Dezembro estava a fugir-me entre as mãos, tão, mas tão rápido que mal distinguia os dias das noites.
A melhor coisa foi que naquele dia decidi que ia parar. Tu marcaste a massagem e combinámos ir as duas ao fim da tarde. O hotel ficava numa rua de Lisboa onde nunca tinha passado, uma rua coberta a amarelo de folhas de árvore, metade de cada uma delas ainda tinha folhas e a a outra metade já se tinha despido, uma rua linda de um lugar ainda sem turismo. Olhando cada bocadinho de árvore, pensava em como, ao contrário de nós, as árvores se despem para enfrentar o frio.
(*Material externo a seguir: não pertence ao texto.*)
PR #192, opened 2021-01-30
Make the Exporter API public

bauer-andreas:
# Make the Exporter API public

Currently all InterfaceExporters live in the same core `Apodini` target. Thus it was fine to have the Exporter API to be internal.
With latest aims to move all exporters into their own targets, the Exporter API needs to part of the public interface.

## :bulb: Proposed solution
Make all "public" Exporter API actually public.

### Problem that is solved
This is the first step to allow exporters to live in their own target.
This should also @tgymnich to continue with moving Vapor Engine into its own target.

### Implications

* This PR also "flattens" the SemanticModelBuilder, so it properly resembles that we only have the one and only Semantic Model Builder.
* The `TypeReflection` API used by OpenAPI and Protobuffer Exporters was not yet touched. Would be great if one of you (@nityanandaz @lschlesinger) could do that, as you are more comfortable with the code base, and know better what is indeed for public use.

O hotel era num palecete antigo, com jardins desenhados em múltiplas espécies e uma piscina no exterior e outra quente no interior, tudo coberto de uma patine antiga. Não fiz, contudo, o circuito de águas. Entrámos directamente para a tisana de laranja a que se seguiu a escolha dos óleos que seriam aplicados na massagem. Um deles tinha um cheiro doce e suave e ambas o escolhemos. Na sala a meia luz, de cortinas corridas e música suave, tive o meu primeiro susto: era demasiado fechado para eu poder ficar. Mas controlei-me e fiquei. Nunca tinha experimentado. Foi uma das melhores meias horas da minha vida, é um prazer diferente de todos os outros e este ainda não tinha sentido. Parece que o nosso corpo tem ossos e músculos e articulações que não conhecemos, mas tem sobretudo pele e a pele comporta um mundo de sensações.
Depois veio o repouso, o chá e os bombons de maracujá. Senti vergonha da minha felicidade, de me sentir tão estupidamente repousada e feliz. Num mundo que nos confronta com tanta coisa negativa compreendo a minha vergonha como parte da minha responsabilidade por nele viver, é como se não tivéssemos o direito de nos sentir assim, mas ao mesmo tempo penso que não posso mudar nada se não estiver bem, se não souber ser feliz com o que a vida me dá. Dezembro dá-me sempre esta sensação de um mundo dividido em dois, de uma humanidade a mostrar-se no que ela tem de melhor e pior.
E quando saí tinha começado a chover, as luzes iluminavam a água, as ruas estavam brilhantes e bonitas e já não tive tantas dúvidas, precisamos de felicidade para nos sentirmos fortes para mudar seja o que for.
~CC~
és uma pintora de ambientes
ResponderEliminarOh, quem me dera! Mas pronto, mesmo que o seja só um bocadinho, já tenho o meu quinhão de felicidade, gracias!